School holidays in France have long been divided into three zones. Summer, autumn and Christmas holidays are taken at the same time across the whole of the country, but the winter and spring breaks are staggered according to which zone a school is in.

The educational zones in France are here 

Image: Service-Public.fr

The Ministry of Education has published a calendar planner for the 2022/23 school holidays on its website, showing the holiday periods for all three zones in France.

Image: ministère de l’éducation nationale et de la jeunesse et des sports

The calendar is available to download as a pdf, here

Notably, pupils in Zone A schools – those in Besançon, Dijon, Grenoble, Lyon, Clermont-Ferrand, Limoges, Poitiers and Bordeaux – face a longer-than-usual summer term, a two-and-a-half month stretch from April 24th to July 8th. This is a longer term than is usually recommended by education experts – longer even than the 10-and-a-half weeks at the same time last year for two zones, which was described as “a marathon” by both families and teachers.

There will be some breaks in that long run of school weeks, however.
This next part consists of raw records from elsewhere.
PR #581, opened 2019-02-08
progress bars: use github.com/vbauerster/mpb

vrothberg:
Use the github.com/vbauerster/mpb library for displaying the progress
bars.  It is actively maintained, is designed for multi-bar usage and
just gets the job done.

This will fix issues with single bars being displayed multiple times.
Note that updating the bar's prefix does not work anymore.  We're now
logging those entries, for instance, when we skip a blob as it's
already present.

The output now looks as follows (e.g., when pulling jboss/wildfly):

```
Copying blob aeb7866da422 [======================================] 71.2 MiB / 71.2 MiB
Copying blob 157601a0b538 [======================================] 10.3 MiB / 10.3 MiB
Copying blob 642f4164f381 [======================================] 1.9 KiB / 1.9 KiB
Copying blob bda512e97517 [======================================] 74.6 MiB / 74.6 MiB
Copying blob 4cccaafdae21 [======================================] 170.9 MiB / 170.9 MiB
Copying config 2602b48525 [======================================] 6.5KiB / 6.5KiB
Storing signatures
```

### DIFF
--- a/copy/copy.go
+++ b/copy/copy.go
@@ -25,9 +25,10 @@ import (
 	"github.com/opencontainers/go-digest"
 	"github.com/pkg/errors"
 	"github.com/sirupsen/logrus"
+	"github.com/vbauerster/mpb"
+	"github.com/vbauerster/mpb/decor"
 	"golang.org/x/crypto/ssh/terminal"
 	"golang.org/x/sync/semaphore"
-	pb "gopkg.in/cheggaaa/pb.v1"
 )
 
 type digestingReader struct {
@@ -90,6 +91,8 @@ type copier struct {
 	reportWriter     io.Writer
 	progressOutput   io.Writer
 	progressInterval time.Duration
+	progressPool     *mpb.Progress
+	progressWG       *sync.WaitGroup
 	progress         chan types.ProgressProperties
 	blobInfoCache    types.BlobInfoCache
 	copyInParallel   bool
@@ -165,12 +168,15 @@ func Image(ctx context.Context, policyContext *signature.PolicyContext, destRef,
 		progressOutput = ioutil.Discard
 	}
 	copyInParallel := dest.HasThreadSafePutBlob() && rawSource.HasThreadSafeGetBlob()
+	wg := new(sync.WaitGroup)
 	c := &copier{
 		dest:             dest,
 		rawSource:        rawSource,
 		reportWriter:     reportWriter,
 		progressOutput:   progressOutput,
 		progressInterval: options.ProgressInterval,
+		progressPool:     mpb.New(mpb.WithWidth(40), mpb.WithOutput(progressOutput), mpb.WithWaitGroup(wg)),
+		progressWG:       wg,
 		progress:         options.Progress,
 		copyInParallel:   copyInParallel,
 		// FIXME? The cache is used for sources and destinations equally, but we only have a SourceCtx and DestinationCtx.
@@ -427,22 +433,6 @@ func shortDigest(d digest.Digest) string {
 	return d.Encoded()[:12]
 }
 
-// createProgressBar creates a pb.ProgressBar.  Note that if the copier's
-// reportWriter is ioutil.Discard, the progress bar's output will be discarded
-// and a single line will be printed instead.
-func (c *copier) createProgressBar(srcInfo types.BlobInfo, kind string) *pb.ProgressBar {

May Day and VE Day are both on Mondays next year, Ascension is on Thursday, May 18th, with schools traditionally ‘bridging’ the Friday, and Pentecôte holiday is on Monday, May 28th.

On the flipside, pupils in the same zone also get the shortest term on record in the next school year. They return after the Christmas holiday on January 3rd, and break-up for the winter holidays on February 4th.